И забыл. Выкинул из памяти, словно этого вовсе не было в его жизни.

У него не было цели — ни явной, ни неявной. Он просто жил. Но ему было интересно, потому что в нем рождались идеи, которые до него почему-то никому не приходили в голову, а вот ему пришли. И ему хотелось увидеть их реализованными, и ради этого он работал, иногда не замечая, как пролетают не только дни, но и месяцы. Иногда он вспоминал свое ошеломление, когда однажды после работы, ощутив потребность пройтись, он отпустил машину и пошел по пустым ночным улицам, ныряя из одной густо-крапчатой тени каштана в следующую, по синему в неоновом свете асфальту, в волнах сладкого аромата где-то рядом цветущей липы, — и вдруг вспомнил, что еще вчера был искрящийся скрипучий снег, каждая ветка присыпана новогодней слюдой — и тишина, и пустота, и недвижимость, только где-то впереди неторопливо мигает над перекрестком желтый глаз светофора… А что было между? Куда делись месяцы между этой ночью и той? А может — между ними годы прошли?..

Он легко защитил кандидатскую, затем докторскую. Но профессором не стал: у него не было потребности самоутверждаться за счет аудитории, не было потребности делиться своими мыслями, «нести в массы» свое мировоззрение. А когда коллеги говорили: «Во время лекции у меня спонтанно возникают поразительные мысли, о которых до этого я даже не подозревал», — он с трудом сдерживал улыбку. Ему вспоминались слова одной барышни: откуда мне знать, о чем я думаю, пока не скажу…

Его принимали в зарубежные академии. Поначалу это было приятно, хотя и смешно; потом реакция упростилась до досады. Не потому, что на поездки в те палестины времени было жаль, — время он никогда не считал, не торопил его и не экономил; он просто не брал его в расчет. Такое отношение к времени сложилось не сразу. В юности Н не думал о нем, но где-то лет с двадцати — да, именно тогда все и началось, — так вот, где-то лет с двадцати время стало напоминать о себе. Оно то и дело возникало за спиной, теребило, подталкивало, торопило, — короче говоря, строило серьезную мину и при любом случае давало понять, кто в доме хозяин.
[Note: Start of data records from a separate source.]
PR #1521, opened 2026-04-16
[DX-3787] export slack thread_ts in the slack-notify-git-ref action

Tofel:


chainchad (changes requested):
Make sure to add the changeset file. See https://github.com/smartcontractkit/gocs if you want to avoid `@changesets/cli`.

Tofel:
> Make sure to add the changeset file. See https://github.com/smartcontractkit/gocs if you want to avoid `@changesets/cli`.

@chainchad any chance to add a workflow that would check if changeset have been added? otherwise it is hard to guess it is missing when CI is 🍏

chainchad (approved):

PR #1559, opened 2026-05-19
Add changesets check action for missing changesets

chainchad:
- **Create initial action for Changesets checking**
- **Run formatting**
- **Rebuild**
- **Create changeset**
- **Add pagination support for comments**


actions/cicd-changesets-check/src/run.ts
```diff
@@ -0,0 +1,85 @@
...
+      const changesetFilename = randomBytes(8).toString("hex");
+      const changesetTemplate = [
+        "---",
+        `"${packageName ?? "<package-name>"}": patch`,
+        "---",
+        "",
+        "Description of the change",
+        "",
+      ].join("\n");
+      addChangesetUrl = `${pullRequest.head.repo.html_url}/new/${pullRequest.head.ref}?filename=.changeset/${changesetFilename}.md&value=${encodeURIComponent(changesetTemplate)}`;
```
erikburt, line 48: So this only works on single-package repos? As the root `package.json` may not be the thing we want to bump (like in this repository).

erikburt (approved):

actions/cicd-changesets-check/src/run.ts
chainchad: Yeah, this is for the link to create a markdown file via the GH UI and is more of a convenience thing and can be opted out altogether with the `show-add-link` input.

PR #1589, opened 2026-07-16
Move script to get refs from PR body for reuse

dhaidashenko:
* https://github.com/smartcontractkit/chainlink-evm/pull/504
* https://github.com/smartcontractkit/chainlink-common/pull/2255


erikburt (commented):
How is this intended to be used? Should it be made into an action?

dhaidashenko:
> How is this intended to be used? Should it be made into an action?

The script can be imported into another action to get access to refs. Chainlink-evm and chainlink-common will use it in their respective actions to check whether the Chainlink build breaks on the current commit.
 
I've followed the pattern used with another script [here](https://github.com/smartcontractkit/native-oracle-contracts/blob/44fddaee2dde319d7f661537b66d7cfbce59a402/.github/workflows/solidity-foundry.yml#L363).
Let me know if actions are prefered way of reuse

erikburt:
> The script can be imported into another action to get access to refs. Chainlink-evm and chainlink-common will use it in their respective actions to check whether the Chainlink build breaks on the current commit.
> 
> I've followed the pattern used with another script [here](https://github.com/smartcontractkit/native-oracle-contracts/blob/44fddaee2dde319d7f661537b66d7cfbce59a402/.github/workflows/solidity-foundry.yml#L363). Let me know if actions are prefered way of reuse

Yes, reusable actions are the preferred way. We can merge this now to unblock you though.

erikburt (approved):

erikburt:
Created DX-4670 to track the work on moving this to reusable GHAs instead of clone+invoke style usage.

PR #1596, opened 2026-07-20
Enable Sharing Build Caches + Streamline lefthook

kalverra:
* Enables go build cache sharing in E2E test flows
* Use `stage_fixed` in lefthook to auto-stage changes from pre-commit checks.


tools/scripts/sync-reusable-workflows.sh
chainchad, line 1: Curious why we need to remove this?

kalverra: Because we're now [auto-staging any fix changes with lefthook](https://github.com/smartcontractkit/.github/pull/1596/changes#diff-ad6a01e589b8b1b214ca310dbb8d2e4314f6c612b921050c73c97455de43884dR15), so failing on fixes made and telling me to stage them is now redundant. We still fail on `check` mode.

chainchad (approved):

Долго терпеть такое было не в его характере, и когда конфликт созрел — Н решил определиться с отношением к времени раз и навсегда. Просмотрел кучу литературы, в том числе и эзотерической, а две-три монографии изучил, как говорится, от корки до корки. Работы были фундаментальные и понравились ему, но это вовсе не означает, что он воспринял их всерьез. Как настоящий ученый, он знал, что через 10–20–50 лет наука станет совершенно иной, и потому относился и к собственным успехам и к современной науке с мягкой иронией. Вывод, который он для себя сделал, был таков: время — это фантом, такая же выдумка человеческого мозга (придуманная для удобства), как логика и причинная связь. И с тех пор не брал время в расчет. Кстати, и свою жизнь он не принимал всерьез, но ни разу не проговорился об этом — все равно б не поверили, да у него и не было потребности раскрываться: свои проблемы он всегда решал сам.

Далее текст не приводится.